- [Task objective] Only lines with the string "outEdges" are wanted. Pull them out of the data.

- [Dataset records]
PR #969, opened 2022-07-13
Update MIT license for 2022.

fabratu:
Updated the license. @hmeyerhenke Not sure, whether legally the involved universites should be named.


avdgrinten (approved):

avdgrinten:
We could also update the meta data in version.py (but probably in another PR).

Issue #953, opened 2022-06-08
Wrong TriangleEdgeScore on multi-graphs


darabos:
For example,
```python
import networkit as nk
G = nk.graph.Graph(2)
G.addEdge(0, 1)
G.addEdge(0, 1)
s = nk.sparsification.TriangleEdgeScore(G)
G.indexEdges()
s.run()
print(s.scores())
```
prints
```
[18446744073709551615, 18446744073709551615]
```

ChibaNishizekiTriangleEdgeScore is also wrong, it just outputs zeros for the duplicate edges.
```python
G = nk.graph.Graph(3)
G.addEdge(0, 1)
G.addEdge(0, 1)
G.addEdge(2, 0)
G.addEdge(2, 1)
s = nk.sparsification.ChibaNishizekiTriangleEdgeScore(G)
G.indexEdges()
s.run()
print(s.scores())
```
prints
```
[2, 0, 2, 2]
```

I'm not sure what would be the right fix, just wanted to let you know. Thanks!

hmeyerhenke:
Multigraphs are not guaranteed to be handled correctly throughout many algorithms. (Early on we had to take a decision and agreed not to support multigraphs since they complicate the code and make it slower.) This is not documented well, I agree.

fabratu:
Closing this issue now. We merged a PR that improves the documentation and enables checking for multi edges when inserting edges. Feature will be part of the next release. You can use it right now by installing from the master-branch (or downloading a wheel artifact from CI).

PR #972, opened 2022-07-15
Modify addEdge to check for multi-edges

fabratu:
This PR add an additional (opt.) parameter to addEdge in C++/Python for checking whether an edge is already present in the graph. The documentation/tutorials are updated accordingly.

Also checked for other places, where a warning about unsupported multi-edges might be missing in the documentation. Maybe we could also use the modified addEdge for reader/writer or converter to ensure a warning is triggered when inserting multi-edges (like in #953).

Another approach would be an additional method like `addEdgeSafe`, where multi-edges are checked first.

### DIFF
--- a/include/networkit/graph/Graph.hpp
+++ b/include/networkit/graph/Graph.hpp
@@ -1655,52 +1655,76 @@ public:
      * Insert an edge between the nodes @a u and @a v. If the graph is
      * weighted you can optionally set a weight for this edge. The default
      * weight is 1.0. Note: Multi-edges are not supported and will NOT be
-     * handled consistently by the graph data structure.
+     * handled consistently by the graph data structure. It is possible to check
+     * for multi-edges by enabling parameter "checkForMultiEdges". If already present,
+     * the new edge is not inserted. Enabling this check increases the complexity of the function
+     * to O(max(deg(u), deg(v))).
      * @param u Endpoint of edge.
      * @param v Endpoint of edge.
      * @param weight Optional edge weight.
+     * @param checkMultiEdge If true, this enables a check for a possible multi-edge.
+     * @return @c true if edge has been added, false otherwise (in case checkMultiEdge is set to
+     * true and the new edge would have been a multi-edge.)
      */
-    void addEdge(node u, node v, edgeweight ew = defaultEdgeWeight);
+    bool addEdge(node u, node v, edgeweight ew = defaultEdgeWeight, bool checkMultiEdge = false);
 
     /**
      * Insert an edge between the nodes @a u and @a v. Unline the addEdge function, this function
      * does not not add any information to v. If the graph is weighted you can optionally set a
      * weight for this edge. The default weight is 1.0. Note: Multi-edges are not supported and will
-     * NOT be handled consistently by the graph data structure.
+     * NOT be handled consistently by the graph data structure. It is possible to check
+     * for multi-edges by enabling parameter "checkForMultiEdges". If already present,
+     * the new edge is not inserted. Enabling this check increases the complexity of the function
+     * to O(max(deg(u), deg(v))).
      * @param u Endpoint of edge.
      * @param v Endpoint of edge.
      * @param weight Optional edge weight.
      * @param ew Optional edge weight.
      * @param index Optional edge index.
+     * @param checkMultiEdge If true, this enables a check for a possible multi-edge.
+     * @return @c true if edge has been added, false otherwise (in case checkMultiEdge is set to
+     * true and the new edge would have been a multi-edge.)
      */
-    void addPartialEdge(Unsafe, node u, node v, edgeweight ew = defaultEdgeWeight,
-                        uint64_t index = 0);
+    bool addPartialEdge(Unsafe, node u, node v, edgeweight ew = defaultEdgeWeight,
+                        uint64_t index = 0, bool checkForMultiEdges = false);
 
     /**
      * Insert an in edge between the nodes @a u and @a v in a directed graph. If the graph is
      * weighted you can optionally set a weight for this edge. The default
      * weight is 1.0. Note: Multi-edges are not supported and will NOT be
-     * handled consistently by the graph data structure.
+     * handled consistently by the graph data structure. It is possible to check
+     * for multi-edges by enabling parameter "checkForMultiEdges". If already present,
+     * the new edge is not inserted. Enabling this check increases the complexity of the function
+     * to O(max(deg(u), deg(v))).
      * @param u Endpoint of edge.
      * @param v Endpoint of edge.
      * @param ew Optional edge weight.
      * @param index Optional edge index.
+     * @param checkMultiEdge If true, this enables a check for a possible multi-edge.
+     * @return @c true if edge has been added, false otherwise (in case checkMultiEdge is set to
+     * true and the new edge would have been a multi-edge.)
      */
-    void addPartialInEdge(Unsafe, node u, node v, edgeweight ew = defaultEdgeWeight,
-                          uint64_t index = 0);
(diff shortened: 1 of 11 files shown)


networkit/cpp/graph/Graph.cpp
```diff
@@ -591,12 +591,20 @@ edgeweight Graph::weightedDegreeIn(node u, bool countSelfLoopsTwice) const {
...
-void Graph::addEdge(node u, node v, edgeweight ew) {
+void Graph::addEdge(node u, node v, edgeweight ew, bool checkForMultiEdges) {
     assert(u < z);
     assert(exists[u]);
     assert(v < z);
     assert(exists[v]);
 
+    if(checkForMultiEdges) {
+        if (std::find(outEdges[u].begin(), outEdges[u].end(), v) != outEdges[u].end() || std::find(outEdges[v].begin(), outEdges[v].end(), u) != outEdges[v].end()) {
+            std::cerr << "Not adding edge " << u << "-" << v << " since it is already present.\n";
```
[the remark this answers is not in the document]
fabratu: I had `WARN` in first place, however this does not trigger a warning when called from Python.

include/networkit/graph/Graph.hpp
```diff
@@ -1655,12 +1655,15 @@ class Graph final {
      * Insert an edge between the nodes @a u and @a v. If the graph is
      * weighted you can optionally set a weight for this edge. The default
      * weight is 1.0. Note: Multi-edges are not supported and will NOT be
-     * handled consistently by the graph data structure.
+     * handled consistently by the graph data structure. It is possible to check
+     * for multi-edges by enabling parameter "checkForMultiEdges". If detected, the new
+     * edge is not inserted. This increases the runtime of the function by O(Δ(G)).
```
angriman, line 1660:
```suggestion
     * for multi-edges by enabling parameter "checkForMultiEdges". If already present, the new
     * edge is not inserted. Enabling this check increases the complexity of the function to O(max(deg(u), deg(v))).
```

networkit/cpp/graph/Graph.cpp
```diff
@@ -591,12 +591,20 @@ edgeweight Graph::weightedDegreeIn(node u, bool countSelfLoopsTwice) const {
...
-void Graph::addEdge(node u, node v, edgeweight ew) {
+void Graph::addEdge(node u, node v, edgeweight ew, bool checkForMultiEdges) {
     assert(u < z);
     assert(exists[u]);
     assert(v < z);
     assert(exists[v]);
 
+    if (checkForMultiEdges) {
+        if (std::find(outEdges[u].begin(), outEdges[u].end(), v) != outEdges[u].end()
+            || std::find(outEdges[v].begin(), outEdges[v].end(), u) != outEdges[v].end()) {
```
angriman, line 602: This check doesn't look right. If we have a directed graph with the edge `(v, u)`, then we cannot add the edge `(u, v)`.
Can't we simply use `if (hasEdge(u, v))`?

notebooks/GraphNotebook.ipynb
```diff
@@ -544,9 +600,14 @@
    "name": "python",
    "nbconvert_exporter": "python",
    "pygments_lexer": "ipython3",
-   "version": "3.7.6"
+   "version": "3.10.5"
+  },
+  "vscode": {
+   "interpreter": {
+    "hash": "b0fa6594d8f4cbf19f97940f81e996739fb7646882a419484c72d19e05852a7e"
+   }
```
angriman, line 608: Not sure if these changes to the notebook are intended.

networkit/cpp/graph/Graph.cpp
fabratu: True, that makes more sense.

notebooks/GraphNotebook.ipynb
fabratu: No, they are not - thanks for the review!

networkit/cpp/graph/Graph.cpp
```diff
@@ -591,12 +591,19 @@ edgeweight Graph::weightedDegreeIn(node u, bool countSelfLoopsTwice) const {
...
 
-void Graph::addEdge(node u, node v, edgeweight ew) {
+void Graph::addEdge(node u, node v, edgeweight ew, bool checkForMultiEdges) {
     assert(u < z);
     assert(exists[u]);
     assert(v < z);
     assert(exists[v]);
 
+    if (checkForMultiEdges) {
+        if (hasEdge(u, v)) {
```
angriman, line 601:
```suggestion
    if (checkForMultiEdges && hasEdge(u, v)) {
```

hmeyerhenke:
Make sure that the performance implications are negligible. Our documentation should be clear enough that multigraphs are not supported.

fabratu:
I did a small comparison (300x inserting 1 mil. edges into a graph with 100k nodes) with the original code vs. new code (wo. multi check) vs. new code (w. multi check):

original: 14.88s +- 0.1
new (wo. multi check): 14.90 +- 0.1
new (w. multi check): 16.21 +- 0.11

So the performance loss due to the additional conditional seems negligible (when `checkMultiEdge` is `False`).

Of course the overhead by performing the multi check grows with increasing ratio of edges vs. nodes. Doing 300x 1mil. edges into graph with 100 nodes:

new (w. multi check): 28.22 +- 0,25

hmeyerhenke:
The default should be not to check. But if someone wants to check, they can.

fabratu:
I agree that we should probably not do the multi checks per default in performance critical situations. For some modules like `io` and `generators` this might be a good idea to use it. 

Other parts of the code-base currently using `addEdge` include forest- and algebraic-datastructures + dynamic algorithms.

hmeyerhenke:
Well, we do not support multi-edges. Why should we devote significant cycles to such tests? To make users aware, okay. But that is sufficient in io, not other parts. Unless a generator is not guaranteed to produce simple graphs.

avdgrinten (changes requested):
Okay, seems that the current design has a consensus.

However, instead of letting `addEdge` emit an error message, we should let `addEdge` (and `addPartial{In,Out}Edge`) return a `bool` to indicate whether the edge was added or not.

The callers should deal with error reporting; they should use NetworKit's logging facility instead of `std::cerr`.

networkit/cpp/io/DibapGraphReader.cpp
```diff
@@ -161,15 +161,15 @@ Graph DibapGraphReader::read(const std::string &path) {
         for (index v = 0; v < (count)V; ++v) {
             for (index e = of[v]; e < (index)of[v + 1]; ++e) {
                 if (v <= (index)to[e]) {
-                    graph.addEdge(v, to[e], ew[e]);
+                    graph.addEdge(v, to[e], ew[e], true);
```
angriman, line 164: This (and in other files below) changes the behavior of the readers right? Since we do not support multi-edges, I think it is ok to discard them by default. However, we should properly document this in the notes of the next release.

avdgrinten (commented):
The approach looks good now. Are there any generators that also need to be adjusted?

fabratu:
> The approach looks good now. Are there any generators that also need to be adjusted?

Hm, I am not in-depth familiar with every generator. Some at least have explicit checks already, some don't create multi-edges due to their underlying model. Also most generators use `GraphBuilder.addHalfEdge`, which includes asserts for multi-edge checks. During CI-builds these should show up.

For two generators I am not sure though: Regular Ring Lattice and Stochastic Block Model. Based on the code, it seems they can create graphs with multi-edges.

avdgrinten:
Alright. I think it would be fine to merge the PR as-is. If we later find that these generators still need to be adjusted, we can do it in a separate PR.

avdgrinten (approved):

- [Reply to the task]
+        if (std::find(outEdges[u].begin(), outEdges[u].end(), v) != outEdges[u].end() || std::find(outEdges[v].begin(), outEdges[v].end(), u) != outEdges[v].end()) {
+        if (std::find(outEdges[u].begin(), outEdges[u].end(), v) != outEdges[u].end()
+            || std::find(outEdges[v].begin(), outEdges[v].end(), u) != outEdges[v].end()) {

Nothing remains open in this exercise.